Hayatı geçiciliğin farkında olarak dolu dolu yaşadığınız zaman ölümü kabullenmek çok daha kolay olur.

Ölüm Doğal ve Gereklidir

Ölümümüz her zaman doğal nedenlerden olmasa da ölümün kendisi çok doğal bir olaydır. Psikiyatrist R. D. Laing’in dediği gibi:

 “Hayat cinsel yolla bulaşan bir hastalıktır ve yüzde yüz ölümle sonuçlanır.”

Suyun belli bir şekli olabilmesi için bir kaba ihtiyacı olduğunu kabul etmek bize daha kolay gelsede, nedense yaşam şeklinin yalnızca ölüm çerçevesinde var olabileceği gerçeği çoğumuz için o kadar açık bir bilgi değildir. Bu bilgi eksikliği nedeniyle sevdiğimiz birinin ölümünü kabullenmekte zorluk çekeriz.

Üstelik bilmek, deneyimle aynı şey değildir. Sevdiğimiz birinin ölümünü deneyimlememiz sayesinde hayatın kısalığını ve geçiciliğini duygusal olarak ta hissederiz. Bu deneyim, dolu ve anlamlı bir hayat yaşama şansımızı artırır.
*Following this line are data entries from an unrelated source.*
PR #3207, opened 2020-04-07
Change unused newsnr_sgchisq_psdvar function

tdent:
New stat scales both SNR and chisq by psd_var

Also change 'bchisq' where it appears and is actually reduced-bruce-chisq to 'brchisq' to remind us it is 'reduced'

Also put functions in more logical/chronological order


tdent:
@ahnitz if you have no objections / comments I'll merge soon.

ahnitz:
no objection

PR #3214, opened 2020-04-14
JointDistribution: introduce loop for renormalization due to constraints, and improve documentation

dbkeitel:
@cdcapano @cmbiwer trying to follow the [example](https://pycbc.org/pycbc/latest/html/pycbc.distributions.html#module-pycbc.distributions.joint) for a JointDistribution with constraints, I ran into two errors, one trivial and one not:

1.  import needs to be `Uniform` not `uniform`
1. Since the example constraint function `mtotal_lt_30` is not vectorized, but evaluated internally over an array of amples for the pdf renormalization, it throws an
```
ValueError: The truth value of an array with more than one element is ambiguous. Use a.any() or a.all()
```

At first I thought the right fix would be to vectorize the example function, e.g.
```
def mtotal_lt_30(params):
    return np.less(params["mass1"] + params["mass2"],30)
```
but as far as I know, the resulting JointDistribution object won't be able to be called over arrays anyway, so that seems to be a red herring. (That said, vectorizing the whole module would be an amazing overall improvement!)

Instead, this PR introduces an explicit loop over the test samples, along with additional documentation fixes.

Commit message:
```
fix renormalization due to constraints in JointDistribution, and doc

* since the resulting distribution cannot be evaluated on arrays,
  the constraint functions need not / cannot be vectorized either
  (and the given example isn't),
  so internally need to loop over the random samples
  used for pdf renormalization
* also document n_test_samples kwarg
* and minor doc fixes
```

### DIFF
--- a/pycbc/distributions/joint.py
+++ b/pycbc/distributions/joint.py
@@ -127,6 +127,10 @@ class JointDistribution(object):
             # set new scaling factor for prior to be
             # the fraction of acceptances in random sampling of entire space
             self._pdf_scale = result.sum() / float(n_test_samples)
+            if self._pdf_scale == 0.0:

Sevdiğimiz Birinin Ölümünün Açtığı Yaraları İyileştirme

Kaybınızın iyileşebilmesi için başkalarının yardımını kabul etmek yalnızca faydalı olmakla kalmaz, kesinlikle gereklidir. Francis Weller acı ve yas konusunda uzmanlaşmış bir psikoterapist. Weller, insanlık tarihi boyunca acı ve yasın çoğunlukla topluluk içinde paylaşılarak yaşandığını söylüyor. Atalarımız acıyı uzun süre bedende taşımanın iyi olmadığını biliyorlardı. Weller, günümüzde batı kültüründe hayatımıza devam etmemiz ve acıyla tek kişilik bir sorumluluk olarak baş etmemiz beklendiğini düşünüyor. Pek çok durumda kendimizi işimize vererek uyuşturuyoruz. Oysa bir topluluğun şefkatli ve anlayışlı dokunuşuna ihtiyacımız var. Uygun toplumsal koşulları bulamadan acımızı yıllarca içimizde taşıyabiliyoruz.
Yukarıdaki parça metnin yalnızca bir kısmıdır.